# Is a horse a motor vehicle?



## Big Don (Jan 17, 2011)

Sounds like a stupid question, does it?
Well, according to CA Vehicle code §670


> A  "vehicle" is a device by which any person or property may be propelled,  moved, or drawn upon a highway, excepting a device moved exclusively by  human power or used exclusively upon stationary rails or tracks.


I can ride a horse, thereby being moved upon a highway...
According to CA Vehicle code §415


> a) A "motor vehicle" is a vehicle that is self-propelled.

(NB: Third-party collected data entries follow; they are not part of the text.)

PR #195, opened 2015-06-15
TNSDebugging should work with the dynamic NativeScript.framework.

PanayotCankov:
The JSStringCreateWithCFString symbol, used in TNSDebugging.h, seems to be stripped from the dynamic NativeScript.framework. Replaced it with JSStringCreateWithUTF8CString so that the debugging can work with that framework.


fealebenpae:
:+1:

A horse is a horse, of course, of course, but, it seems, by these definitions, it is also legally a motor vehicle.


----------



## Carol (Jan 17, 2011)

I don't think a horse qualifies as a "device".  Nice try tho


----------



## Tez3 (Jan 17, 2011)

Big Don said:


> Sounds like a stupid question, does it?
> Well, according to CA Vehicle code §670
> I can ride a horse, thereby being moved upon a highway...
> According to CA Vehicle code §415
> A horse is a horse, of course, of course, but, it seems, by these definitions, it is also legally a motor vehicle.


 
Depends on whether there's an accident! If another car hit you, you'd rightly claim off their insurance for your damage or vice versa but hitting a horse or having one hit you causes a lot of damage and if it's not insured then it's going to cost. If by stating it's a motor vehicle it means it has to have insurance then it's a good idea. It would also give the horse and rider the same rights a car driver would have. 
In our countryside we have a lot of horses using the road, just up from where I live are quite a few racing stables where the horses are out on the road in strings of up to twenty, perhaps that qualifies as a large truck! We also still have horse and drays to cart the beer around locally as well as pony and traps etc.


----------



## Archangel M (Jan 17, 2011)

Some states have a section of traffic law that stipulates horse riders "shall be subject to all the duties applicable to the driver of a vehicle".


----------



## Big Don (Jan 17, 2011)

Carol said:


> I don't think a horse qualifies as a "device".  Nice try tho


Merriam Webster:
*Definition of DEVICE*



> 1
> *:* something devised or contrived: as    _a _ _(1)_ *:* plan, procedure, technique   _(2)_ *:* a scheme to deceive *:* stratagem, trick
> _b_ *:* something fanciful, elaborate, or intricate in design


 Horses are clearly elaborate and intricate in design and many people find them quite fanciful... 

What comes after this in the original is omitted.